Your objective: Retyping all the entries exactly is the whole task.

Dataset excerpts:
########################################

PR #1966, opened 2019-04-25
Optional flag for visual studio to set runtime

ayermolo:
When creating a project through cmake for visual studio BUILD_TYPE can be dropped, this allows visual studio to set it runtime library automatically in VS IDE. It's useful for applications that link against ONNX because it allows to have one solution that supports all the configs.


houseroad:
@snnn @raymondxyang any thoughts?

snnn:
I don't like this change. Because it looks wired, there are two branches in add_msvc_runtime_flag  function, why the new option only applies one of them? If the new toption doesn't work when ONNX_USE_MSVC_STATIC_RUNTIME is ON, at least it should be mentioned at somewhere.


I think
```
if(${ONNX_USE_MSVC_STATIC_RUNTIME})
    if(${CMAKE_BUILD_TYPE} MATCHES "Debug")
      target_compile_options(${lib} PRIVATE /MTd)
    else()
      target_compile_options(${lib} PRIVATE /MT)
    endif()
  else()
    if(${CMAKE_BUILD_TYPE} MATCHES "Debug")
      target_compile_options(${lib} PRIVATE /MDd)
    else()
      target_compile_options(${lib} PRIVATE /MD)
    endif()
  endif()
```
can be shorten to
```
if(${ONNX_USE_MSVC_STATIC_RUNTIME})
    if(${CMAKE_BUILD_TYPE} MATCHES "Debug")
      target_compile_options(${lib} PRIVATE /MTd)
    else()
      target_compile_options(${lib} PRIVATE /MT)
    endif()
endif()
```
Then we don't need the new option.

BTW,  you can omit CMAKE_BUILD_TYPE from cmake command line args only if this project(ONNX) and all its dependencies doesn't use this var in any of its cmake files.  As it is hard to verify, do it with your own risk.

########################################

Written solution:
PR #1966, opened 2019-04-25
Optional flag for visual studio to set runtime

ayermolo:
When creating a project through cmake for visual studio BUILD_TYPE can be dropped, this allows visual studio to set it runtime library automatically in VS IDE. It's useful for applications that link against ONNX because it allows to have one solution that supports all the configs.


houseroad:
@snnn @raymondxyang any thoughts?

snnn:
I don't like this change. Because it looks wired, there are two branches in add_msvc_runtime_flag  function, why the new option only applies one of them? If the new toption doesn't work when ONNX_USE_MSVC_STATIC_RUNTIME is ON, at least it should be mentioned at somewhere.


I think
```
if(${ONNX_USE_MSVC_STATIC_RUNTIME})
    if(${CMAKE_BUILD_TYPE} MATCHES "Debug")
      target_compile_options(${lib} PRIVATE /MTd)
    else()
      target_compile_options(${lib} PRIVATE /MT)
    endif()
  else()
    if(${CMAKE_BUILD_TYPE} MATCHES "Debug")
      target_compile_options(${lib} PRIVATE /MDd)
    else()
      target_compile_options(${lib} PRIVATE /MD)
    endif()
  endif()
```
can be shorten to
```
if(${ONNX_USE_MSVC_STATIC_RUNTIME})
    if(${CMAKE_BUILD_TYPE} MATCHES "Debug")
      target_compile_options(${lib} PRIVATE /MTd)
    else()
      target_compile_options(${lib} PRIVATE /MT)
    endif()
endif()
```
Then we don't need the new option.

BTW,  you can omit CMAKE_BUILD_TYPE from cmake command line args only if this project(ONNX) and all its dependencies doesn't use this var in any of its cmake files.  As it is hard to verify, do it with your own risk.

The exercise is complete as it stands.